PR #456, opened 2024-11-25
Fixes for Chrome v38

wouterlucas:
Fixes for handling base64 src strings on Chrome v38, rework Image texture fallback & detection.

This PR includes:
* Using a 1x1 PNG pixel to determine which `createImageBitmap` signature is supported on the browser
* Fallback the image worker and main thread `ImageTexture` handling according to the detected signature
* Support for base64 `src` on Chrome v38
* Support for `createImageBitmap(blob)` without a config object for Chrome v50 (linked to #454)
* Support for ES5 legacy output of the `examples` directory (will be published on https://lightning-js.github.io/renderer/ automatically)
* Upgrade `vite` and `vitest` to 2.x devDependencies, pin to TS 5.6.x for now (as 5.7.x has issues with other dependencies)
* Upgrade Playwright 1.39 to 1.49 for automated tests
* Refactor Visual Regression test pixel matching and snapshot handling by using [pixelmatch](https://www.npmjs.com/package/pixelmatch) and [pngjs](https://www.npmjs.com/package/pngjs) over a homebrew detection + upng (which is stale).
* SDF font initialization waits for image support detection before uploading the SDF texture atlas.
* Added documentation on the fallback process and references to chrome versions in `BROWSERS.md`


src/core/textures/ImageTexture.ts
```diff
@@ -132,61 +132,79 @@ export class ImageTexture extends Texture {
     return mimeType.indexOf('image/png') !== -1;
   }
 
-  async loadImage(src: string) {
-    const { premultiplyAlpha, sx, sy, sw, sh, width, height } = this.props;
+  async loadImageFallback(src: string, hasAlpha: boolean) {
+    const img = new Image();
+    img.src = src;
```
elsassph, line 137: L2 sets the `src` after the event handlers.

src/core/CoreTextureManager.ts
```diff
@@ -183,11 +183,25 @@ export class CoreTextureManager {
...
+        this.hasCreateImageBitmap = result;
+
+        if (!this.hasCreateImageBitmap) {
+          console.warn(
+            '[Lightning] createImageBitmap is not supported on this browser. ImageTexture will be slower.',
+          );
+        }
+
+        if (this.hasWorker && numImageWorkers > 0) {
+          this.imageWorkerManager = new ImageWorkerManager(numImageWorkers);
```
elsassph, line 197: Assigned already line 183

wouterlucas: ah, yeah the one on line 183 needs to be removed. There is no point in spawning ImageWorkers if there is no createImageBitmap support. Thanks for the spot!

wouterlucas:
Using a 1x1 binary png pixel to detect if which createImageBitmap to handle chrome v50/51, small detour with eslint and dependencies to upgrade to newer vite legacy for es5 examples.

src/core/CoreTextureManager.ts
```diff
@@ -156,6 +162,12 @@ export class CoreTextureManager {
 
   imageWorkerManager: ImageWorkerManager | null = null;
   hasCreateImageBitmap = !!self.createImageBitmap;
+  imageBitmapSupported = {
+    basic: false,
+    options: false,
+    full: false,
+  };
```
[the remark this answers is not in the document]
wouterlucas: While I agree that enums can improve code clarity, in this specific case it introduces a limitation: it assumes that support levels are mutually exclusive.t doing that.

Our current approach uses two boolean flags (basic and advanced) to represent whether:
- The environment supports basic createImageBitmap(blob) functionality.
- The environment supports advanced options like createImageBitmap(blob, config).

This allows us to express combinations such as:
- basic: true, config: false, full false (Supports basic but not advanced options)
- basic: true, config: false, full: true (Doesn't support config alone, but does support cropping + config)
- basic: false, config: true, full: true (Full support)

If we want to stick to an enum we could use bitwise flags for more flexibility but IMHO that diminishes the readability and as such I decided to stick to simple booleans.

I don't know if there is a usecase for mixed support of features on `createImageBitmap`, but at the rate we're exploring these really outlandish browsers I chose to opt for a more flexible solution that could deal with this quite easily.

jfboeve (approved):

Problem statement
Whichever lines of the data include the word "handling", pull them out.

Task output
Fixes for handling base64 src strings on Chrome v38, rework Image texture fallback & detection.
* Fallback the image worker and main thread `ImageTexture` handling according to the detected signature
* Refactor Visual Regression test pixel matching and snapshot handling by using [pixelmatch](https://www.npmjs.com/package/pixelmatch) and [pngjs](https://www.npmjs.com/package/pngjs) over a homebrew detection + upng (which is stale).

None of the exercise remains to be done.